Assunção Roxo ( Antiga aluna da E.I. Luanda)
Na madrugada de 04 de fevereiro de 1961, em Luanda, “supostamente o MPLA” ataca a Casa de Reclusão, Esquadra da Polícia Móvel e cadeia de S. Paulo sob a alçada da PIDE, com a intenção de libertar presos políticos, entre os quais Domingos Magalhães Paiva e Agostinho Mendes de Carvalho, político e escritor, usando o pseudónimo de Uanhenga Xitu.
A 11 do mesmo mês, repete-se o assalto. O Cónego Manuel das Neves entre outros esteve na organização destas ações permitindo que debaixo do altar da Sé Catedral se escondessem catanas. Este diria mais tarde: “É suicida combater com catanas, mas romper-se-á assim o mito de que todos estamos satisfeitos com os portugueses”.
Era suicida combater com catanas e ele, sabia-o na perfeição. Era óbvio que por esta via quereria criar mártires por forma a provocar um levantamento mais generalizado na sociedade luandense e, mais propriamente entre os moradores dos musseques, gente da periferia, que paulatinamente ia ficando mais focada para a luta de libertação. Em paralelo com a notória sublevação era já elevada a condição cultural da sociedade citadina. Em resposta a toda eta sublevação, as autoridades, distribuíram espingardas “Mauser” à população branca da capital e arredores…
Costa Araújo ( Antigo aluno da E.I. Luanda)
O ano de 1961, ficando a uma distância de sessenta e cinco anos, convêm relembrar mesmo de forma sucinta o que aconteceu na Colónia chamada de Província de Angola. O padre Franklin da Costa que não concordava com a política colonial e, que foi mais tarde bispo do Lubango sofreu dissabores por admoestação ao longo de sua vida pastoral pela PIDE, tendo o militar operacional Neves Bendinha, nesse então, morrido às mãos dessa polícia na Cadeia de S. Paulo de Luanda.
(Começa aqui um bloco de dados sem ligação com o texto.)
PR #2477, opened 2021-02-17
NXDRIVE-2524: [GNU/Linux] WAL journal mode cause manager database corruption

rom1win:
The DELETE journal mode is now user for the manager database instead of WAL.

### DIFF
--- a/nxdrive/engine/dao/sqlite.py
+++ b/nxdrive/engine/dao/sqlite.py
@@ -170,6 +170,7 @@ class AutoRetryConnection(Connection):
 class ConfigurationDAO(QObject):
 
     _state_factory: Type[Row] = DocPair
+    _journal_mode: str = "WAL"
 
     def __init__(self, db: Path, /) -> None:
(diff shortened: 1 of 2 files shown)


nxdrive/engine/dao/sqlite.py
```diff
@@ -443,6 +444,9 @@ def get_int(self, name: str, /, *, default: int = 0) -> int:
 class ManagerDAO(ConfigurationDAO):
 
     _state_factory = EngineDef
+    _journal_mode: str = (
+        "DELETE"  # WAL not needed as we write less often (NXDRIVE-2524).
+    )
```
BoboTiG, line 449:
```suggestion
    # WAL not needed as we write less often and it may have issues on GNU/Linux (NXDRIVE-2524)
    _journal_mode: str = "DELETE"
```

BoboTiG (commented):
Missing changelog entry.

BoboTiG (approved):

Os intelectuais Belarmino Van-Dúnen, Noé Silva Saúde, Francisco Santana e Virgílio Sottomayor foram presos e condenados, cumprindo pena no Campo Prisional do Tarrafal. Naquele período de entre 04 e 12 de fevereiro de 1961, disse-se haver entre mortos e feridos e de parte a parte, um total de cinco mil … A Fortaleza de S. Pedro da Barra e a Cadeia de S. Paulo, encheram-se de presos. Pinto de Andrade foi desterrado para a ilha do Príncipe e Agostinho Neto é envido, primeiro para Lisboa e, mais tarde para Santo Antão e Santiago de Cabo Verde.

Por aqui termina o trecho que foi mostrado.